Brief:
Retrieve every line of the data holding the word "folder".
### Available records
PR #87, opened 2015-06-29
fix problem with pip install not installing non .py files

ldath:
Without this change I had my non .py files in tar.gz but `pip install package.tar.gz` was not coping those non .py files.

### DIFF
--- a/.gitignore
+++ b/.gitignore
@@ -5,3 +5,4 @@
 /MANIFEST
 /dist/
 /versioneer.egg-info/
+/.idea
--- a/src/cmdclass.py
+++ b/src/cmdclass.py
@@ -58,7 +58,11 @@ def get_cmdclass():
     #  setuptools/install -> bdist_egg ->..
     #  setuptools/develop -> ?
 
-    from distutils.command.build_py import build_py as _build_py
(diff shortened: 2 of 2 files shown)


warner:
Good catch. Could you give me a version of the pull-request without the .gitignore change?

ldath:
Why there is a problem with adding `/.idea` automatically generated by PyCharm to `.gitignore`? This prevent adding by accident this folder to the repository.

warner:
Eh, good point. I'll land this.

I've never heard of an `.idea` subdir before: I get a lot of pull requests that include unintended changes, especially to `.gitignore`, where folks add lines for their local tools, and then submit the real code changes along with the extra random stuff. I usually recommend that these lines go into your global `~/.gitignore` instead of putting them into each and every project (e.g. I use emacs, which creates leftover files that end in "~", but I keep the .gitignore line for that in my global ignorefile instead of in the local tree).

Merged (in rebased form) in 99d5d93.

ldath:
In my case was too many situations when a colleague added this folder to the repository disrupting my and others work. That is why adding this folder has come to be my habit. Sorry for the inconvenience and thanks for the explanation.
######
Task result:
Why there is a problem with adding `/.idea` automatically generated by PyCharm to `.gitignore`? This prevent adding by accident this folder to the repository.
In my case was too many situations when a colleague added this folder to the repository disrupting my and others work. That is why adding this folder has come to be my habit. Sorry for the inconvenience and thanks for the explanation.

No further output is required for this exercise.